Set down every record exactly as it appears.

┌──

PR #4562, opened 2022-04-29
Improve distance cutoff in `DimeNet`

danielzuegner:
Currently (as per my [recent PR](https://github.com/pyg-team/pytorch_geometric/pull/4506)) the clamping of `(dist / cutoff).clamp_max(1.0)` is done outside the envelope. However, this means that we need to repeat this for each place using the envelope (e.g., the [`SphericalBasisLayer`](https://github.com/pyg-team/pytorch_geometric/blob/master/torch_geometric/nn/models/dimenet.py#L109)). The clean way to do it is to have the masking inside the envelope; this is also how it's implemented in [`DimeNet`](https://github.com/gasteigerjo/dimenet/blob/09123a0e16e728d0a0e53e6686b04f859802aa81/dimenet/model/layers/envelope.py#L23).

### DIFF
--- a/torch_geometric/nn/models/dimenet.py
+++ b/torch_geometric/nn/models/dimenet.py
@@ -104,7 +104,7 @@ class SphericalBasisLayer(torch.nn.Module):
                 self.bessel_funcs.append(bessel)
 
     def forward(self, dist, angle, idx_kj):
-        dist = (dist / self.cutoff)
+        dist = dist / self.cutoff
         rbf = torch.stack([f(dist) for f in self.bessel_funcs], dim=1)
         rbf = self.envelope(dist).unsqueeze(-1) * rbf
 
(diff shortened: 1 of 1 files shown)


torch_geometric/nn/models/dimenet.py
```diff
@@ -45,7 +45,8 @@ def forward(self, x):
         x_pow_p0 = x.pow(p - 1)
         x_pow_p1 = x_pow_p0 * x
         x_pow_p2 = x_pow_p1 * x
-        return 1. / x + a * x_pow_p0 + b * x_pow_p1 + c * x_pow_p2
+        return (1. / x + a * x_pow_p0 + b * x_pow_p1 +
+                c * x_pow_p2) * (x < 1.0).float()
```
rusty1s, line 49:
```suggestion
                c * x_pow_p2) * (x < 1.0).to(x.dtype)
```

rusty1s (approved):

rusty1s:
Thanks!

└──

[Solution for this problem]:
PR #4562, opened 2022-04-29
Improve distance cutoff in `DimeNet`

danielzuegner:
Currently (as per my [recent PR](https://github.com/pyg-team/pytorch_geometric/pull/4506)) the clamping of `(dist / cutoff).clamp_max(1.0)` is done outside the envelope. However, this means that we need to repeat this for each place using the envelope (e.g., the [`SphericalBasisLayer`](https://github.com/pyg-team/pytorch_geometric/blob/master/torch_geometric/nn/models/dimenet.py#L109)). The clean way to do it is to have the masking inside the envelope; this is also how it's implemented in [`DimeNet`](https://github.com/gasteigerjo/dimenet/blob/09123a0e16e728d0a0e53e6686b04f859802aa81/dimenet/model/layers/envelope.py#L23).

### DIFF
--- a/torch_geometric/nn/models/dimenet.py
+++ b/torch_geometric/nn/models/dimenet.py
@@ -104,7 +104,7 @@ class SphericalBasisLayer(torch.nn.Module):
                 self.bessel_funcs.append(bessel)
 
     def forward(self, dist, angle, idx_kj):
-        dist = (dist / self.cutoff)
+        dist = dist / self.cutoff
         rbf = torch.stack([f(dist) for f in self.bessel_funcs], dim=1)
         rbf = self.envelope(dist).unsqueeze(-1) * rbf
 
(diff shortened: 1 of 1 files shown)


torch_geometric/nn/models/dimenet.py
```diff
@@ -45,7 +45,8 @@ def forward(self, x):
         x_pow_p0 = x.pow(p - 1)
         x_pow_p1 = x_pow_p0 * x
         x_pow_p2 = x_pow_p1 * x
-        return 1. / x + a * x_pow_p0 + b * x_pow_p1 + c * x_pow_p2
+        return (1. / x + a * x_pow_p0 + b * x_pow_p1 +
+                c * x_pow_p2) * (x < 1.0).float()
```
rusty1s, line 49:
```suggestion
                c * x_pow_p2) * (x < 1.0).to(x.dtype)
```

rusty1s (approved):

rusty1s:
Thanks!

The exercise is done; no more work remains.